Driving into Athens by Night
Wednesday evening I had left Athens to meet with some people from HelMUG in Porto Rafti, on the other side of Attica. We came back the same night. Sitting outside near the seaside, the evening had become chilly with humidity, my clothes damp and cold. We climbed into the car, rolled the windows up and turned the heating on to defog the windows, quite the statement in a city that is hot even in Spring. Then we drove back into Athens at night time...
Driving from Porto Rafti back into Athens from the super modern toll road "Attiki Odos". This place didn't look like Athens at all, a big road, almost empty at half past one in the morning. It did not even look like Greece at all.
I remember driving into Athens many times, for many years. I would be riding in my 2CV (first many times in the beige 2CV4 with the french plates, later in the red 2CV6). No matter if it was day or night, it was always a special spectacle. Driving over the little hills, looking out over the top each time to catch that first glimpse of the sprawl of the big city. The sight where you see the concrete jungle stretch out till every horizon, climbing up every hill.
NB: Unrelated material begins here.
PR #531, opened 2021-10-31
Revert "Revert "Save Course""

alex-shen1:
Reverts thecourseforum/theCourseForum2#527

lmao this is kinda scuffed but basically we wanted to remove save course from dev while preserving its changes in a branch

There always was that feeling of getting sucked in, coming from the country roads, moving almost quick (hey, it's a 2CV), then getting slowly, slowly surrounded by more and more traffic, up to the final point of arrival in Athens. Which, if by car, means to be glued into the stop and go routine that goes by the name "traffic" in Athens.
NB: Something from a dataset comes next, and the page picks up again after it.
PR #552, opened 2021-11-21
Update files to use new .env variable

### LINKED ISSUE #519: Consolidate the Elasticsearch environmental variables
Right now, we use 4 separate environmental variables for configuring Elasticsearch endpoints (the redacted portion is the host URL, which we don't want getting leaked as this is a public repo, check the [secrets repo](https://github.com/thecourseforum/tCF-Secrets) to see the full files for yourself):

No such thing on that evening. Instead a modern, empty road, symbol of the new Greece. Cold, clinical, only recognizable as Greece by the occasional neon sign with Greek characters. But to not be stuck in traffic for once is nice experience here. Try the same trick in the morning or - heaven forbid - come back to Athens on Sunday evening and you reach completely new levels of being stuck, on that big and shiny new road.